**Task prompt:** Tally the lines below that contain the word "values", then give the tally alone.

**Source material:**

PR #17986, opened 2022-10-20
#11072 Show task variables before running it

### LINKED ISSUE #11072: Request variable values before execution
When a task has defined variables, these variables has to be set in the task definition. It would be great, when launching a tasks with variables, to have a screen prompting to validate or change the values of these variables.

**Output for this task:** 2